Einmal mehr ist es Mils Aufgabe, die Kommunikation mit dem Shuttle zu überwachen, während Andrej und Carlos weiter am Antrieb arbeiten. Carlos ist verhalten zuversichtlich, dass sie eine Möglichkeit finden werden, die Haupttriebwerke wieder zu starten. Allerdings befürchtet er, dass das umfunktionierte Hilfstriebwerk bereits nach wenigen Versuchen überlastet ausbrennen wird. Deshalb will er sicher sein, dass alles auf Anhieb und beim ersten Versuch klappt.

Es ist noch dunkel, als Koshi und Dray sich für den nächsten Erkundungsflug bereit machen. Der Kommandant will heute unbedingt bis zur Tundra vordringen. Andrej hat die Bilder vom Anflug analysiert und eine Flugzeitberechnung erstellt. Dray muss die Kapazität des Shuttles bis zum Limit ausreizen, wenn sie den Weg hin und zurück in einem Tag hinter sich bringen wollen. Natürlich besteht die Möglichkeit, dass sie da draußen in Emeralds Wildnis übernachten. Aber diese Option erwähnt niemand. Mil ist sich dennoch sicher, dass zumindest Koshi sie in Betracht zieht. Seine Verabschiedung ist kurz und sachlich wie immer.

«Mil, wir bleiben in ständigem Kontakt. Wir werden zu jeder vollen Stunde eine Statusmeldung durchgeben. Ich erwarte von euch das gleiche. Bereit, Dray? Dann los.»

Dray folgt ihm zur Schleuse. Dort dreht sie sich aber spontan noch einmal um und lässt es sich nicht nehmen, sich mit einer Umarmung von den zurückbleibenden Mitgliedern der Crew zu verabschieden. Sie geht sogar soweit, Mil ein heiseres «Danke» ins Ohr zu flüstern. Der kurze aber intensive Blickkontakt zwischen Andrej und der Pilotin erklärt für Mil alles. Carlos scheint davon nichts zu bemerken. Ihm genügt es, von der attraktiven, normalerweise distanzierten Dray mit einer Umarmung bedacht zu werden.
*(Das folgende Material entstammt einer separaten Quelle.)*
PR #940, opened 2020-01-18
[OpenMP] Name Resolution for OpenMP constructs

ichoyjx:
This is an extended framework based on the previous work that addresses
the NR on OpenMP directives/clauses (b2ea520). In this change:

Er strahlt immer noch übers ganze Gesicht, während Koshi bereits die Einstiegsschleuse versiegelt und Dray das Shuttletriebwerk startet.

Andrej wirft Mil einen wissenden Blick zu, bevor er mit dem Techniker im Maschinenraum verschwindet. Sie setzt sich in den Kontrollraum, um auf den Tagesanbruch zu warten. Mil will erst nach dem Start und der ersten Statusmeldung ins Labor hinübergehen, um an ihren Projekten weiterzuarbeiten. Langsam lässt sie den Blick über die Schirme schweifen. Der Hauptmonitor zeigt die Bilder der Shuttlesensoren. Dray hat die Außenbeleuchtung eingeschaltet, so dass Mil den Start verfolgen kann. Einmal mehr bewundert sie, mit welchem Geschick die Pilotin manövriert. Sanft zieht sie das Shuttle vom Hangardeck hoch und durch die knapp bemessene Schleuse der Außenhaut, als ob nichts dabei wäre. Als sie den im Nebel versunkenen Waldrand erreicht, schaltet Dray das Licht aus. Nur ganz schwach sind bereits die ersten Baumkronen zu erkennen, über die das Shuttle nun mit Höchstgeschwindigkeit dahinzieht.
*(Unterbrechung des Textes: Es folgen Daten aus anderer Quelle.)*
PR #941, opened 2020-01-20
Porting F18 tests to use LLVM lit without FileCheck

LukeIreland1:
This approach uses @tskeith's suggestion [here](http://lists.llvm.org/pipermail/flang-dev/2020-January/000149.html) to deliver lit without FileCheck in order to get the non-controversial changes out of the way, and to be able to narrow the focus, as discussed by @RichBarton-Arm [here](http://lists.llvm.org/pipermail/flang-dev/2020-January/000151.html)

The commits just look at error tests and are as follows:

- Porting script that adds lit run lines to use test_errors.sh
- Hand picked error tests just for variation's sake.
- The remaining error tests.


sscalpone:
Are the tests unchanged other than adding the lit line?

For future tests, you might first add the unchanged test & then commit the diffs.

test-lit/lit_only_port.py
```diff
@@ -0,0 +1,232 @@
+""" lit_port.py
+
+    Ports old style F18 tests to be compatible with lit
```
sscalpone: You might replace "old" with "ctest" :)

LukeIreland1:
> Are the tests unchanged other than adding the lit line?
> 
> For future tests, you might first add the unchanged test & then commit the diffs.

Yep, just the lit run line added.

I'm not sure how to do that other than renaming all the old tests, then renaming them in the ported patches.

test-lit/lit.cfg.py
```diff
@@ -26,17 +26,22 @@
...
 
 # test_source_root: The root path where tests are located.
 config.test_source_root = os.path.dirname(__file__)
 
-
 # test_exec_root: The root path where tests should be run.
 config.test_exec_root = os.path.join(config.flang_obj_root, 'test-lit')
 
+config.old_test_source_root = os.path.join(
+    config.test_source_root, "..", "test")
```
RichBarton-Arm: Alternative to this approach is to copy over the old test scripts to the new test directory. Then you can use config.test_source_root.

However, would a neater way to be to use lit's %S variable which expands to the test directory. Your script would insert %S/test_errors.sh instead of %test_error. This could be expanded to all the testing tools without need to plumb them all through lit. I could be wrong, but I think the advantages of the lit tool expansion don't apply to a script (rather than executable) that is sitting next to the test inputs (rather than in some other directory).

RichBarton-Arm:
> > For future tests, you might first add the unchanged test & then commit the diffs.
> I'm not sure how to do that other than renaming all the old tests, then renaming them in the ported patches.

Darn - when Luke and I were playing with this idea internally we used Gerrit for review which shows a move + edit as a diff, so we never hit this issue.

You would need to restructure the script. Instead of expanding user arguments then processing them one by one to read the old script, edit the contents, then write to new location. Instead, you would process them in two passes, first pass to move them to their new location with git cp, then git commit your working copy, then do your editing in place and git commit that. I've not found a python library for git that I like yet, so I would just use cmd to call git. Others may have a recommendation.

Alternatively, you could write a separate little script which uses testSplitter to figure out which tests are error tests and moves them to their new location. Then your flow is to call this script; git commit -a; then call your original script but with --output set to the same dir as input. If that was the flow though, you may as well make the default behaviour of the script to edit in place. Or maybe simplify the original script interface to just take input files to edit in place and lose the --output option.

If we took this route though, we'd want to squash the commits after review though so we don't get a commit in the history with tests in the wrong place and duplicated.

test-lit/lit.cfg.py
sscalpone: Might be good to isolate the scripts in their own directory separate from the tests.

sscalpone:
Why is the test directory called semantics_alt?

LukeIreland1:
> Why is the test directory called semantics_alt?

`python lit_only_port.py -e ../test/semantics --output semantics_alt`
Just so I can keep it separate from the other FileCheck output. The name doesn't actually matter though, I can swap them.

LukeIreland1:
Came up with the same issue where git complains "Updates were rejected because the tip of your current branch is behind its remote counterpart.", so I deleted the branch, pulled my fork again, then made my changes again, and it didn't make a difference. Fortunately, the diff is still available, but the patch history is limited to 1 commit at a time.

tskeith:
The changes to get the tests to run with lit look good to me.

I assume that ultimately the tests will be back under `test/semantics` and there won't be any there that are run by ctest, correct? I'm not clear on how we are going to get there from here. Can you explain what the plan is?

Is it possible to configure lit to run just a subset of the tests in `test/semantics`? Then you could change the tests in place and remove them from `CMakeLists.txt` as they are added to lit. That would allow you to merge at any point in the transition.

LukeIreland1:
> I assume that ultimately the tests will be back under `test/semantics` and there won't be any there that are run by ctest, correct? I'm not clear on how we are going to get there from here. Can you explain what the plan is?

Yep, that's right. Once all tests from test are in test-lit, it's just a case of renaming test-lit to test (and removing the old(ctest) test folder)

> Is it possible to configure lit to run just a subset of the tests in `test/semantics`? Then you could change the tests in place and remove them from `CMakeLists.txt` as they are added to lit. That would allow you to merge at any point in the transition.

I'm just double checking if it's possible to run lit on individual tests, but included as one run with the rest of the tests.

LukeIreland1:
> I'm just double checking if it's possible to run lit on individual tests, but included as one run with the rest of the tests.

So it would work if we made a folder in semantics called "error" for example and split them up like that. Otherwise, there isn't really a nice way to do it, so it may be better off keeping the tests in test-lit for now.

tskeith:
> Yep, that's right. Once all tests from test are in test-lit, it's just a case of renaming test-lit to test (and removing the old(ctest) test folder)

That is all happening in this PR, right?

RichBarton-Arm:
> > Yep, that's right. Once all tests from test are in test-lit, it's just a case of renaming test-lit to test (and removing the old(ctest) test folder)
> 
> That is all happening in this PR, right?

When @LukeIreland1 and I were planning this we envisioned a gradual transition attacking groups of tests in different PRs keeping both styles of tests running together. However, now we have changed approach to moving from ctest to lit first then working out the harder problems of how to port off the shell scripts. Given that, I think doing it in one big go under this PR would work really nicely. 

So this PR would have
 * A patch to add the porting script somewhere
 * A patch that applies the output of that script run on all tests in test, adding them to test-lit as lit tests
 * A patch that moves the testing scripts over to new locations and updates the lit config files accordingly
 * A patch that deletes test and removes the ctest apparatus from the top-level build system and renames test-lit to test.

Does that all sound good?

tskeith:
> So this PR would have
> 
>     * A patch to add the porting script somewhere
> 
>     * A patch that applies the output of that script run on all tests in test, adding them to test-lit as lit tests
> 
>     * A patch that moves the testing scripts over to new locations and updates the lit config files accordingly
> 
>     * A patch that deletes test and removes the ctest apparatus from the top-level build system and renames test-lit to test.
> 
> Does that all sound good?

That sounds good to me, though before approving I would like the see the commits in the form that they will be merged. I assume there will be no evidence of the porting script or test-lit. Just removing ctest configuration, adding lit configuration, and 1-line (or so) changes to each test source file. And maybe some changes to the shell scripts.

LukeIreland1:
> > Yep, that's right. Once all tests from test are in test-lit, it's just a case of renaming test-lit to test (and removing the old(ctest) test folder)
> 
> That is all happening in this PR, right?

Once all ctest tests are in test-lit, in lit form, test can be removed/replaced. That's my understanding of our approach at least.

LukeIreland1:
> > > Yep, that's right. Once all tests from test are in test-lit, it's just a case of renaming test-lit to test (and removing the old(ctest) test folder)
> > 
> > 
> > That is all happening in this PR, right?
> 
> When @LukeIreland1 and I were planning this we envisioned a gradual transition attacking groups of tests in different PRs keeping both styles of tests running together. However, now we have changed approach to moving from ctest to lit first then working out the harder problems of how to port off the shell scripts. Given that, I think doing it in one big go under this PR would work really nicely.
> 
> So this PR would have
> 
> * A patch to add the porting script somewhere
> * A patch that applies the output of that script run on all tests in test, adding them to test-lit as lit tests
> * A patch that moves the testing scripts over to new locations and updates the lit config files accordingly
> * A patch that deletes test and removes the ctest apparatus from the top-level build system and renames test-lit to test.
> 
> Does that all sound good?

Ah I missed this...I'll make sure to read all comments next time.

LukeIreland1:
> > > I'm just double checking if it's possible to run lit on individual tests, but included as one run with the rest of the tests.
> > 
> > 
> > So it would work if we made a folder in semantics called "error" for example and split them up like that. Otherwise, there isn't really a nice way to do it, so it may be better off keeping the tests in test-lit for now.
> 
> Isn't there a way to exclude files in the lit configuration?

Yes, but it would look pretty ugly given the amount of tests in semantics that aren't error tests.

schweitzpgi:
Is there a plan for a "flang -verify" mode for diagnostic testing?

sscalpone:
> Is there a plan for a "flang -verify" mode for diagnostic testing?

No, not that I know of.

schweitzpgi:
> > Is there a plan for a "flang -verify" mode for diagnostic testing?
> 
> No, not that I know of.

It'd be a good project for someone.

CarolineConcatto:
@sscalpone and @schweitzpgi we notice the need for --verify in the driver design. I believe that was Steve that asked that question. I am  still at the beginning of the driver design implementation.
But I believe that we have in mind that --verify needs to be implemented, just don't know when or who is going to do yet. 
If I am not completely wrong it is something in the Diagnosis class that implements that command in the driver. Maybe @peterwaller-arm knows better where it is sitting down for clang  driver.

LukeIreland1:
Working on porting the remaining semantics tests. 5 tests from that folder fail, and 2 of them are to do with compiler output

```
actual at 36: TARGET type 'REAL(8)' is not compatible with POINTER type 'REAL(4)'
expect at 36: Target type REAL(8) is not compatible with pointer type REAL(4)
```

I rebuilt last night, and the test history shows they haven't been updated since, but I will rebuild for these ones and see if they change.

Besides that `modfile09-b/c/d.f90` gives me ```/home/lukire01/f18/f18/test-lit/semantics/modfile09-b.f90:3:11: error: Error reading module file for module 'm'```

These three tests pass in `make test`, but `assign02.f90` and `assign03.f90` do not. I will rebuild and hopefully all 5 are fixed, but I'm confused about the inconsistency.

tskeith:
> Working on porting the remaining semantics tests. 5 tests from that folder fail, and 2 of them are to do with compiler output
> 
> ```
> actual at 36: TARGET type 'REAL(8)' is not compatible with POINTER type 'REAL(4)'
> expect at 36: Target type REAL(8) is not compatible with pointer type REAL(4)
> ```
> 
> I rebuilt last night, and the test history shows they haven't been updated since, but I will rebuild for these ones and see if they change.
> 
> Besides that `modfile09-b/c/d.f90` gives me `/home/lukire01/f18/f18/test-lit/semantics/modfile09-b.f90:3:11: error: Error reading module file for module 'm'`
> 
> These three tests pass in `make test`, but `assign02.f90` and `assign03.f90` do not. I will rebuild and hopefully all 5 are fixed, but I'm confused about the inconsistency.

`modfile09` is tricky because each of the files need to be compiled individually, but it's all part of the same test. Compiling `modfile09-a.f90` produces `m.mod` which needs to be available to compile `modfile09-b.f90`. So far that is probably the only test in `test/semantics` like that.

The other problems are due to your compiler being out of sync with your tests. They were both updated in PR #944.

LukeIreland1:
> > Working on porting the remaining semantics tests. 5 tests from that folder fail, and 2 of them are to do with compiler output
> > ```
> > actual at 36: TARGET type 'REAL(8)' is not compatible with POINTER type 'REAL(4)'
> > expect at 36: Target type REAL(8) is not compatible with pointer type REAL(4)
> > ```
> > 
> > 
> > I rebuilt last night, and the test history shows they haven't been updated since, but I will rebuild for these ones and see if they change.
> > Besides that `modfile09-b/c/d.f90` gives me `/home/lukire01/f18/f18/test-lit/semantics/modfile09-b.f90:3:11: error: Error reading module file for module 'm'`
> > These three tests pass in `make test`, but `assign02.f90` and `assign03.f90` do not. I will rebuild and hopefully all 5 are fixed, but I'm confused about the inconsistency.
> 
> `modfile09` is tricky because each of the files need to be compiled individually, but it's all part of the same test. Compiling `modfile09-a.f90` produces `m.mod` which needs to be available to compile `modfile09-b.f90`. So far that is probably the only test in `test/semantics` like that.
> 
> The other problems are due to your compiler being out of sync with your tests. They were both updated in PR #944.

Well what happens with ctest to make those tests pass? Running test_modfile.sh doesn't produce `m.mod`, yet modfile09-a.f90 passes. I've had a look at where things are deleted in the scripts, but I can't find a way to actually keep `m.mod` after running `modfile09-a.f90`. Merging all 4 tests makes all semantics tests pass, but alternatively, it would have the same effect if they were merged like ab abc abcd rather than just abcd.

Either of those will result in all tests passing with lit, meaning we can move forward with this PR.

tskeith:
> Well what happens with ctest to make those tests pass? Running test_modfile.sh doesn't produce `m.mod`, yet modfile09-a.f90 passes. I've had a look at where things are deleted in the scripts, but I can't find a way to actually keep `m.mod` after running `modfile09-a.f90`.

To ctest this is all one test. It passes `modfile09-*.f90` to `test_modfile.sh` which expands that to the 4 source files, performs each compilation, checks the .mod files, and cleans up.

You might be able to make this work by having the RUN command for `modfile09-a.f90` be:
  `%S/test_modfile.sh 'modfile09-*.f90' %flang`
Then for the other modfile09 tests put in a dummy run command (or exclude them).

RichBarton-Arm:
> You might be able to make this work by having the RUN command for `modfile09-a.f90` be:
> `%S/test_modfile.sh 'modfile09-*.f90' %flang`
> Then for the other modfile09 tests put in a dummy run command (or exclude them).

+1, this is the way to write a lit test that uses multiple files. The standard lit pattern for doing this is to put the input files in a directory called "Inputs", which is explicitly excluded from test discovery. This prevents lit from telling you that there are no RUN lines in the other files. I think the test would be basically an empty file called modfile09.f90 with the RUN line like above. 

Were we to later port this test to FileCheck, the file would contain four runlines like:
`RUN: %flang -fdebug-names -fparse-only %S/Inputs/modfile-a.f90 | FileCheck %S/Inputs/modfile-a.f90`

test-lit/mm3.mod
```diff
@@ -0,0 +1,4 @@
+﻿!mod$ v1 sum:8d1e01df5c32946e
```
LukeIreland1: I'm not sure how this managed to end up in this commit, I specifically went out of my way to avoid that...Will remove in next patch set.

test-lit/lit.cfg.py
```diff
@@ -64,6 +64,10 @@
 
 tools = [ToolSubst('%flang', command=FindTool('flang'), unresolved='fatal'),
          ToolSubst('%f18', command=FindTool('f18'), unresolved='fatal'),
-         ToolSubst('%test_error', command=FindTool('test_errors.sh'), unresolved='fatal')]
+         ToolSubst('%test_error', command=FindTool('test_errors.sh'), unresolved='fatal'),
+         ToolSubst('%test_symbol', command=FindTool('test_symbols.sh'), unresolved='fatal'),
+         ToolSubst('%test_modfile', command=FindTool('test_modfile.sh'), unresolved='fatal'),
+         ToolSubst('%test_generic', command=FindTool('test_any.sh'), unresolved='fatal')
```
tskeith: Why are you doing it this way rather than using `%S` to find the scripts, as @RichBarton-Arm suggested?

LukeIreland1: Looks nicer to me, I don't mind doing it the other way, but until the folder movement happens (after all tests are ported) then this is probably a better idea for that reason.

tskeith: It's fine with me to wait until then to change it. The problem with this approach is that it implies the scripts might be somewhere other than in the test directory (i.e. wherever FindTools looks). Using %S tells the reader exactly where to find them.

tskeith:
When this PR is in its final form (i.e. ready to merge) it would make it a lot easier on reviewers if the mechanical changes are in a separate commit from the hand-written changes.

test/evaluate/test_folding.sh
```diff
@@ -104,3 +95,5 @@ else
   echo all $passed tests passed
   echo PASS
 fi
+
+[[ $KEEP ]] || trap "rm -rf $temp" EXIT
```
tskeith: By moving this down here it means the temp directory won't get deleted in case of an early exit. That was the whole point of using trap.

test/evaluate/test_folding.sh
```diff
@@ -52,12 +48,7 @@ actual_warnings=$temp/actwarnings.log
 expected_warnings=$temp/expwarnings.log
 warning_diffs=$temp/warnings.diff
 
-if ! ( cd $temp; $CMD $src ) > $src1 2> $messages # compile, dumping symbols
-then
-  cat $messages
-  echo FAIL compilation
-  exit 1
-fi
+( cd $temp; $CMD $src ) > $src1 2> $messages # compile, dumping symbols
```
tskeith: The test is supposed to fail if there are compilation errors. Does that still happen?

test/evaluate/test_folding.sh
LukeIreland1: I was having an issue getting this to work, as it was complaining about the directory already existing, directly after the `rm -rf`, as well as the logs not existing. I suppose moving this here was part of me debugging it. I'll move it back and see if it still works, I imagine so.

test/evaluate/test_folding.sh
LukeIreland1: This code can also probably return, as per my previous comment, it complained messages didn't exist, so couldn't `cat` it, yet it needed to exist in order to pass the clause.

test-lit/lit.cfg.py
LukeIreland1: If the idea is to start replacing these scripts with FileCheck or `--verify`, why would the reader need to know where they are? Also, `find` and `grep` still exist until then, but eventually the scripts will be in the same folder as the test, so it will be very straightforward.

test/evaluate/test_folding.sh
tskeith: A better way to handle the temp directory is to have the run command pass in `%t` and use that. Then presumably lit takes care of cleaning up so the scripts don't have to worry about it.

test-lit/semantics/getdefinition03-a.f90
```diff
@@ -0,0 +1,15 @@
+! Tests -fget-definition with INCLUDE
```
RichBarton-Arm: I second @tskeith's request to separate these manual changes out from the scripted ones. The code review required for each is very different. For manual changes, we'll be looking at the changes to the test files line by line. For the scripted ones, most of the review will be on the script logic, with ported tests there simply to aid the review on the script. I would not look at each ported test line by line, or at least not very carefully. By combining changes like this together into one big patch you are forcing me to either check each ported one line by line, which is overkill and/or increasing the risk that I would not review the manual changes.

test-lit/mm3.mod
```diff
@@ -1,4 +0,0 @@
-﻿!mod$ v1 sum:8d1e01df5c32946e
```
RichBarton-Arm: It's not clear to me where this file was introduced but it should not have been.

test-lit/test_splitter.py
```diff
@@ -20,22 +19,25 @@ def __init__(self):
...
-        root = os.getcwd()
-        while not root.endswith("f18"):
-            root = os.path.abspath(os.path.dirname(root))
+        self.test_types = ['ERROR', 'MODFILE', 'SYMBOL', 'GENERIC', 'FOLDING']
+        root = Path(__file__).resolve()
+        while root.name != "f18":
+            root = root.parent
         self.root = root
-        self.test_path = os.path.join(self.root, "test")
+        self.test_path = self.root / "test"
```
RichBarton-Arm: It's not the most important thing in the world, but using os.path.join is always better than hard coding path separators like this. I really don't understand why you have gone backwards from this. What's the rationale?

test-lit/semantics/canondo02.f90
```diff
@@ -1,6 +1,6 @@
 ! negative test -- invalid labels, out of range
-
-! RUN: ${F18} -funparse-with-symbols %s 2>&1 | ${FileCheck} %s
+!RUN: %test_generic %s %flang
+! EXEC: ${F18} -funparse-with-symbols %s 2>&1 | ${FileCheck} %s
```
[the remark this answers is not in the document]
tskeith: I think it would make sense to use the real FileCheck. You might even be able to eliminate test_any.sh and have these tests use just FileCheck. I'm not very familiar with these tests. @schweitzpgi might have more insight.

test-lit/semantics/omp-symbol01.f90
```diff
@@ -1,3 +1,4 @@
+!RUN: %test_symbol %s %flang
```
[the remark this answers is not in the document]
tskeith: I think you can eliminate any use of the F18 environment variable.

test-lit/semantics/canondo02.f90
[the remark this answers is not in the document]
schweitzpgi: The intent was that test_any.sh was to be a throwaway stop gap script until such time as someone decided to replace ctest and the homegrown scripts with lit and FileCheck.

It appears that time has arrived.

test-lit/test_splitter.py
LukeIreland1: Unifying the use of Pathlib over os.path across the files. The alternative to this is self.root.joinpath("test") so I'll switch to that if it looks nicer.

test-lit/semantics/omp-symbol01.f90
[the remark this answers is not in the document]
LukeIreland1: All 4 scripts are used in the form described in common.sh:
1. Script
2. Test
3. F18
I'm not sure how else I'm supposed to use these scripts (It fails if I remove it). Also, I can't find your comment for test_any.sh @RichBarton-Arm

test/semantics/test_any.sh
```diff
@@ -48,9 +48,9 @@ function internal_check() {
 }
 
 gr=0
-for input in ${srcdir}/$*; do
+for input in "$@"; do
```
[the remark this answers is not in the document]
LukeIreland1: Found it...GitHub hiding things.

test_any.sh is called the way you said it's called now, so nothing has changed (except the paths work from lit's perspective instead of the script's). I copied this bit from test_errors.sh, trying to make them all run the same way (due to the issue of paths getting mixed up)

```
foreach(test ${LABEL_TESTS} ${CANONDO_TESTS} ${DOCONCURRENT_TESTS}
             ${CRITICAL_TESTS} ${GETSYMBOLS_TESTS} ${GETDEFINITION_TESTS})
  add_test(NAME ${test}
    COMMAND ${CMAKE_CURRENT_SOURCE_DIR}/test_any.sh ${test} ${F18})
endforeach()
```

test-lit/semantics/canondo02.f90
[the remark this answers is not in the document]
LukeIreland1: I'm happy to use lit and FileCheck for generic/any tests. Although, it makes the patch name confusing...

As for @RichBarton-Arm's comment, test_any needs %flang/%f18 to stop common.sh from complaining, but as you point out, it isn't actually used in test_any.sh. But that is yet another reason to just use actual FileCheck instead in this instance.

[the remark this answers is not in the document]
sscalpone: This PR is about enabling lit in the test infrastructure.  A future PR can focus on test content.

test/semantics/test_any.sh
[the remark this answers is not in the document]
RichBarton-Arm: Apologies - I misunderstood the cmake syntax there. Now you have explained I can see that the lists are concatenated and expanded so test takes the each value in this iteration and the multiple file examples are actually globs in the lists themselves.

So I guess what we are seeing here is a mostly harmless bug in the original script in that it will try and treat the compiler passed on the last argument as a test input. When I run a test I see this: 
`$ ./test_any.sh critical04.f90 /home/ricbar01/ossf18/Release/bin/flang

PASS  ./critical04.f90
PASS  /home/ricbar01/ossf18/Release/bin/flang` 
Somehow $input on that second iteration of the loop is the absolute path and not $srcdir/<path> so it passes the check on filename with that absolute path. I guess that is a neat bash trick.

In this case, I think your changes to preserve the original semantics are fine.

test-lit/semantics/canondo02.f90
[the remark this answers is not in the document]
RichBarton-Arm: RE: my original comment - I see now that common.sh sets up the $F18 variable from the input, so that was the missing link I could not see in the original review. Apologies again.

So given my misunderstanding is corrected then we can proceed with the current plan to port to lit only. It is a bit odd that lit is calling test_any.sh which is going to try and ape lit itself and call a FileCheck-like utility but we can swiftly fix that after this PR lands. Agree to stay the course.

test-lit/semantics/omp-symbol01.f90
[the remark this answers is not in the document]
RichBarton-Arm: Agreed - you can ignore my comment as per the comment on test_any.sh

test-lit/semantics/modfile35.f90
```diff
@@ -35,6 +35,7 @@ subroutine test3(x, y, a)
     real :: a(x + y)
   end
 end
+!RUN: %test_modfile %s %f18
```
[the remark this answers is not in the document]
RichBarton-Arm: Clearly you can ignore this one too.

test-lit/test_splitter.py
RichBarton-Arm: Yes please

Drei der kleineren Kontrollschirme sind immer noch mit Andrejs im Wald installierten künstlichen Augen gekoppelt und übermitteln Tag und Nacht deren Bilder. Koshi hat ein Programm initiiert, das einen Alarm auslöst, wenn sich da draußen etwas bewegt. Er hofft immer noch, damit eine höhere Lebensform zu entdecken. Bisher wurde der Alarm elfmal aktiviert, immer von fallenden Zweigen und Blättern. Dort draußen unter dem Blätterdach ist es noch völlig dunkel, die Restlichtverstärker zeigen nur Konturen von Baumstämmen und schwache Reflexionen von Wasserflächen.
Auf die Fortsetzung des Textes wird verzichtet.